__EXERCISE AIM__. Please state the number of lines in the listing that contain the word "Thanks", and nothing else.

__PROVIDED RECORDS__.
┏━━
PR #5274, opened 2024-03-15
make it a little harder to mess up new db schema migrations

davepacheco:
This is something we've talked about for a while.  Many ideas have been floated but as far as I know nobody's implemented any of them.  Here's a time-boxed attempt to make a tangible improvement.  It doesn't solve all the problems.

My goals here were:

* **When two people both make schema changes in separate branches, then one lands on "main", the other should be forced to resolve this _before_ they can land their PR on main.**  This basically means there has to be a git conflict when merging the first change into the second change's branch.  Recall that right now, there's not necessarily a git conflict.  In practice, it's possible for the second PR to land on "main" successfully, resulting in a broken "main".  The test suite on "main" will usually fail after that because for this to happen there must be a mix of files like "up1.sql" and "up01.sql" in the same version and we disallow that.  But this is only detected when running the test suite _after_ the merge, and as we said there are not necessarily any git conflicts generated by the merge, which means nothing prevents the PR from landing onto "main" and breaking it.
* **Further, when this happens, it should be easy to resolve this conflict.**  Right now, if you run into the above case, you have to create a new directory for your files and figure out which of the files in the previous version were yours vs. already present in upstream and move them manually.  It's fairly mechanical but tedious and error-prone.
* **Make sure a test catches the case of forgetting to update `SCHEMA_VERSION` in Rust or the schema version in `db_metadata`.**  This was already true via `dbinit_version_matches_version_known_to_nexus`.  Unfortunately I've found that if you get this wrong, many tests wind up hanging (because Nexus is sitting waiting for the database to be updated), so you'd have to be a little lucky to notice this one explicit failure.  We could have a Nexus config option that causes it to explode if the version doesn't match and then use that only in the test suite to try to catch this better but I decided to punt on this in this PR.

The approach I took:

* Instead of discovering all schema versions by listing the contents of the directory, we have an explicit list of versions in a Rust array called `KNOWN_VERSIONS`.  This means if two changes attempt to add the same item at the same spot in the array, they should cause a git conflict.  (I still want to test this.)  It is conceivable that _incorrect_ changes would _not_ generate a conflict (e.g., if somebody added their version in the wrong spot in the array) but I've added a lot of tests to verify that the array looks like it should (i.e., the versions can't be out of order, there can't be any gaps, etc.).
* Rather than assuming the directory of SQL files for each version is named for the version, the name is explicit in `KNOWN_VERSIONS`.  The developer's expected to create their own unique string for this (e.g., `drop-table-services`).  This way, if you do wind up conflicting with somebody, all you have to do is fix up the `KNOWN_VERSIONS` table.
* I hope the interfaces here make it hard to get any of this wrong (i.e., if you use `KnownVersion::new`, you _have_ to provide a directory name and the test suite makes sure it does not contain the version number in it).
* I did not change any of the existing migrations.  (There's a separate `KnownVersion::legacy()` constructor for those and you should get a test failure if you try to use that for any new migrations.)

I'm really interested to know if people feel like this would be a net improvement.  I know there were a lot of other ideas floated (and I'd be just as happy if someone implemented one of those instead!) but I'm trying to avoid letting the perfect be the enemy of the good.

Edit: there's an example migration in 89416f2.


davepacheco:
For the record, I've confirmed that if you make only this change to "main":

```
dap@ivanova omicron-play $ git diff
diff --git a/nexus/db-model/src/schema.rs b/nexus/db-model/src/schema.rs
index c31ce1677..08aab8ef7 100644
--- a/nexus/db-model/src/schema.rs
+++ b/nexus/db-model/src/schema.rs
 ///
-pub const SCHEMA_VERSION: SemverVersion = SemverVersion::new(43, 0, 0);
+pub const SCHEMA_VERSION: SemverVersion = SemverVersion::new(44, 0, 0);
 
 table! {
     disk (id) {
```

and run the test suite, after 25 minutes, 16 tests (the max that nextest runs concurrently on this machine?) appear hung: they've been running for 24+ minutes.  I think when I dug into this previously, they were waiting for the db version to catch up to Nexus's (which would never happen).

I don't expect this to be changed by this PR.

davepacheco:
To test the merge/conflict behavior, I did this:

- From the tip of this branch, create branch `dap/schema-migration-better-demo1` with a trivial migration from 45 to 46.  This passes the `schema_versions` tests.
- From the same commit, create branch `dap/schema-migration-better-demo2` with a different trivial migration from 45 to 46.  This passes the `schema_versions` tests.
- From the same commit, create branch `dap/schema-migration-better-demo-merged`:
    - This is our simulated "main" branch.
    - First, fast-forward merge `dap/schema-migration-better-demo1`.  This simulates the first branch landing on "main".
    - Next, merge `dap/schema-migration-better-demo2`.  This simulates the second branch trying to land on "main".
    - As expected, this generates a merge conflict that's pretty easy to resolve (more below).

Here's what the merge looks like.  Starting from this PR's branch:

```
dap@ivanova omicron-iter $ git status -uno
On branch dap/schema-migration-better
Your branch is up to date with 'origin/dap/schema-migration-better'.

nothing to commit (use -u to show untracked files)

dap@ivanova omicron-iter $ git log -1
commit 89416f23fd02f24ebdb5e1f2890debda27034248 (HEAD -> dap/schema-migration-better, origin/dap/schema-migration-better)
Author: David Pacheco <dap@oxidecomputer.com>
Date:   Fri Mar 15 15:42:15 2024 -0700

    add example migration
```

Create the simulated "main" branch:

```
dap@ivanova omicron-iter $ git switch -c dap/schema-migration-better-merged
Switched to a new branch 'dap/schema-migration-better-merged'
```

Merge in one branch:

```
dap@ivanova omicron-iter $ git merge --ff-only dap/schema-migration-better-demo1
Updating 89416f23f..d98746135
Fast-forward
 nexus/db-model/src/schema_versions.rs        | 3 ++-
 schema/crdb/dbinit.sql                       | 2 +-
 schema/crdb/migration-conflict-demo-1/up.sql | 2 ++
 3 files changed, 5 insertions(+), 2 deletions(-)
 create mode 100644 schema/crdb/migration-conflict-demo-1/up.sql
```

Merge in the other:

```
dap@ivanova omicron-iter $ git merge dap/schema-migration-better-demo2
Auto-merging nexus/db-model/src/schema_versions.rs
CONFLICT (content): Merge conflict in nexus/db-model/src/schema_versions.rs
Automatic merge failed; fix conflicts and then commit the result.
```

Good!  Here's what the conflict looks like (I have merge.conflictstyle=diff3 so it looks a little different than the default):

```
 22 /// List of all past database schema versions, in *reverse* order                 
 23 ///                                                                               
 24 /// If you want to change the Omicron database schema, you must update this.      
 25 static KNOWN_VERSIONS: Lazy<Vec<KnownVersion>> = Lazy::new(|| {                   
 26     vec![                                                                         
 27         // +- The next version goes here!  Duplicate this line, uncomment         
 28         // |  the *second* copy, then update that copy for your version,          
 29         // |  leaving the first copy as an example for the next person.           
 30         // v                                                                      
 31         // KnownVersion::new(next_int, "unique-dirname-with-the-sql-files"),      
 32 <<<<<<< HEAD                                                                      
 33         KnownVersion::new(46, "migration-conflict-demo-1"),                       
 34 ||||||| 89416f23f                                                                 
 35 =======                                                                           
 36         KnownVersion::new(46, "migration-conflict-demo-2"),                       
 37 >>>>>>> dap/schema-migration-better-demo2                                         
 38         KnownVersion::new(45, "migration-demo"),                                  
 39         // The first many schema versions only vary by major or patch number and  
 40         // their path is predictable based on the version number.  (This was      
 41         // historically a problem because two pull requests both adding a new     
 42         // schema version might merge cleanly but produce an invalid result.)     
 43         KnownVersion::legacy(44, 0),                                              
 44         KnownVersion::legacy(43, 0),                                              
```

The hand-merged result looks like this:

```
 27         // +- The next version goes here!  Duplicate this line, uncomment
 28         // |  the *second* copy, then update that copy for your version,
 29         // |  leaving the first copy as an example for the next person.
 30         // v
 31         // KnownVersion::new(next_int, "unique-dirname-with-the-sql-files"),
 32         KnownVersion::new(47, "migration-conflict-demo-2"),
 33         KnownVersion::new(46, "migration-conflict-demo-1"),
 34         KnownVersion::new(45, "migration-demo"),
 35         // The first many schema versions only vary by major or patch number and
 36         // their path is predictable based on the version number.  (This was
 37         // historically a problem because two pull requests both adding a new
 38         // schema version might merge cleanly but produce an invalid result.)
```

You also need to remember to update SCHEMA_VERSION above and dbinit.sql (which is annoying, but tests will at least not pass if you forget either or both of these).

All three of these branches are on GitHub if folks want to look or try this out.

schema/crdb/README.adoc
```diff
@@ -56,41 +56,75 @@ See RFD 319 for more discussion of the online upgrade plans.
...
+** Choose a unique, descriptive name for the directory.  It's suggested that
+   you stick to lowercase letters, numbers, and hyphen.  For example, if you're
+   adding a table called `widgets`, you might create a directory called
+   `create-table-widgets`.
+** Create the directory: `schema/crdb/NAME`.
+*** If only one SQL statement is necessary to get from `OLD_VERSION` to
+    `NEW_VERSION`, put that statement into `schema/crdb/NAME/up.sql`.  If
+    multiple statements are required, put each one into a separate file, naming
+    these `schema/crdb/NAME/upN.sql` for as many `N` as you need, staring with
+    `N=1`.
```
smklein, line 79:
```suggestion
    these `schema/crdb/NAME/upN.sql` for as many `N` as you need, starting with
    `N=1`.
```

schema/crdb/README.adoc
```diff
@@ -56,41 +56,75 @@ See RFD 319 for more discussion of the online upgrade plans.
...
+    statements.  But you should not mix schema-modifying statements and
+    data-modifying statements in one file.  And you should not include multiple
+    schema-modifying statements in one file.
+*** Beware that the entire file will be run in one transaction.  Expensive data-
+    modifying operations leading to long-running transactions are generally
+    to-be-avoided; however, there's no better way to do this today if you really
+    do need to update thousands of rows as part of the update.
+* Update `schema/crdb/dbinit.sql`:
+** Update the SQL statements to match what the database should look like
+   after your up*.sql files are applied.
```
smklein, line 91: Practically, I do this first, and save my schema changes for later. I wonder if we should recommend this first? "All tests except the schema tests" should pass if you only change `dbinit.sql`, and don't change the schema version.

nexus/db-model/src/schema_versions.rs
```diff
@@ -0,0 +1,798 @@
...
+///
+/// If you want to change the Omicron database schema, you must update this.
+static KNOWN_VERSIONS: Lazy<Vec<KnownVersion>> = Lazy::new(|| {
+    vec![
+        // +- The next version goes here!  Duplicate this line, uncomment
+        // |  the *second* copy, then update that copy for your version,
+        // |  leaving the first copy as an example for the next person.
+        // v
+        // KnownVersion::new(next_int, "unique-dirname-with-the-sql-files"),
+        KnownVersion::new(45, "migration-demo"),
```
smklein, line 32: Thanks for doing this in a way that encourages "only bumping major version" for now!

As a *super* nitpicky nitpick, can we change the name from `migration-demo` to like `first-named-migration`? At first glance, I thought it was test data, but I realize it actually is a durable long-lived migration.

nexus/db-model/src/schema_versions.rs
```diff
@@ -0,0 +1,798 @@
...
+
+/// The earliest supported schema version.
+pub const EARLIEST_SUPPORTED_VERSION: SemverVersion =
+    SemverVersion::new(1, 0, 0);
+
+/// Describes one version of the database schema
+#[derive(Debug, Clone)]
+struct KnownVersion {
+    /// All versions have an associated SemVer.  We only use the major number.
+    semver: SemverVersion,
```
smklein, line 98: > "We only use the major number"

This isn't *strictly* true, we do keep them ordered by minor/patch versions too, we just can't ensure backwards compatibility and recommend only bumping the major number.

I only bring this up because there already are legacy versions that only differ by minor versions.

smklein (approved):
Thanks for this, I hope it makes the process a little less conflict prone!

nexus/db-model/src/schema_versions.rs
jgallagher: I'll second the super nitpicky nitpick; the name threw me off also. (I was wondering if it was a demo that shoudl be removed before this lands.)

nexus/db-model/src/schema_versions.rs
```diff
@@ -0,0 +1,798 @@
...
+    ///
+    /// `major` should be the next available integer (one more than the previous
+    /// version's major number).
+    ///
+    /// `relative_path` is the path relative to "schema/crdb" (from the root of
+    /// this repository) where the SQL files live that will update the schema
+    /// from the previous version to this version.
+    fn new(major: u64, relative_path: &str) -> KnownVersion {
+        let semver = SemverVersion::new(major, 0, 0);
+        KnownVersion { semver, relative_path: relative_path.to_owned() }
```
jgallagher, line 116: I'm tempted to propose that we make the relative path for these `{semver}-{name}` so that the directory also remains sorted. But I don't feel super strongly about this.

nexus/db-queries/src/db/datastore/db_metadata.rs
```diff
@@ -160,147 +35,121 @@ impl DataStore {
...
-
+        ensure!(
+            all_versions.contains_version(&desired_version),
+            "Desired version {desired_version} was not found",
+        );
+
+        let target_versions: Vec<&SchemaVersion> = all_versions
+            .versions_range((
+                Bound::Excluded(&found_version),
+                Bound::Included(&desired_version),
```
jgallagher, line 110: Tiny nitpick and I realize this didn't change, but do you think this would be clearer as `.versions_range(&found_version..=&desired_version)`? I don't usually see explicit `Bound` tuples.

jgallagher (approved):

schema/crdb/README.adoc
davepacheco: I think this is a good idea and I looked at it but it makes the instructions _more_ complicated because up front you update the schema parts of dbinit.sql and later you go back to it.  Reading it straight through it reads like "why did you tell me to go back to the same file twice"?  I'd welcome edits here but otherwise I'm just going to leave it.

I also think this will be less necessary now.  I did the same as you because I was worried about dealing with merges, but now that's pretty easy so I will probably just go ahead and do the migrations earlier than I used to.

nexus/db-model/src/schema_versions.rs
davepacheco: Sorry, what I meant was not "only the major number is ever non-zero" but rather "we only use the major number to determine compatibility".  I'll clarified this comment.

nexus/db-model/src/schema_versions.rs
davepacheco: I thought about this but it makes the instructions for merging more complicated (you have to `git mv` your directory as part of resolving a conflict, and that wouldn't necessarily be obvious) and I'm not sure it helps that much because they don't appear in sorted order in `ls(1)` output and on GitHub anyway (because it's a lexicographic sort, not a semver-aware sort).

nexus/db-model/src/schema_versions.rs
```diff
@@ -0,0 +1,800 @@
...
+///
+/// If you want to change the Omicron database schema, you must update this.
+static KNOWN_VERSIONS: Lazy<Vec<KnownVersion>> = Lazy::new(|| {
+    vec![
+        // +- The next version goes here!  Duplicate this line, uncomment
+        // |  the *second* copy, then update that copy for your version,
+        // |  leaving the first copy as an example for the next person.
+        // v
+        // KnownVersion::new(next_int, "unique-dirname-with-the-sql-files"),
+        KnownVersion::new(46, "first-named-migration"),
```
sunshowers, line 32: Came up in `#oxide-update` today, but some schema changes will require multiple versions to be correct. (Came up for #5032 earlier, and also for #5287 which requires three migrations.) It would be nice to be able to express an ordered list of versions this way, maybe within a single directory have a bunch of subdirectories.

sunshowers: > (Though we think we can simplify this constraint and not require that, by changing the schema version after each file rather than each directory.)

@jgallagher is going to be doing this.

davepacheco: Sorry I didn't quite follow the problem.  @sunshowers Is this PR blocked on that work?  Does it make this situation worse?

> Came up in #oxide-update today, but some schema changes will require multiple versions to be correct. (Came up for https://github.com/oxidecomputer/omicron/pull/5032 earlier, and also for https://github.com/oxidecomputer/omicron/pull/5287 which requires three migrations.) It would be nice to be able to express an ordered list of versions this way, maybe within a single directory have a bunch of subdirectories.

For a PR that needs to land more than one separate schema update, is there any reason not to just define two new `KnownVersion` values with separate major numbers?  i.e., why does this use case not fit into the infrastructure we already have / what's added in this PR?

nexus/db-queries/src/db/datastore/db_metadata.rs
```diff
@@ -160,147 +34,118 @@ impl DataStore {
...
+            "Desired version {desired_version} was not found",
+        );
 
-        let target_versions = all_versions.range((
-            Bound::Excluded(&current_version),
-            Bound::Included(&desired_version),
-        ));
+        let target_versions: Vec<&SchemaVersion> = all_versions
+            .versions_range(&found_version..=&desired_version)
+            .collect();
```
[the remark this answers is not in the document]
jgallagher: Oops! That's definitely my bad; should've been `..` instead of `..=`.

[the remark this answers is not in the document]
smklein: I don't think that's exactly right, I think `..` is "start inclusive, end exclusive". I believe we actually want "start exclusive, end inclusive", which doesn't have a short-hand syntax. That's why I was using `std::ops::Bound::Excluded` explicitly before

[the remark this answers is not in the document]
jgallagher: Ooof. Doubly sorry then. :( Do you want to fix this on #5293 or should I open a fix just for this?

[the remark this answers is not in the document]
smklein: I'm patching it in 5293, so no need for something else unless the urgency seems like it should be higher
┗━━
__RESULT FOR THIS EXERCISE__. 2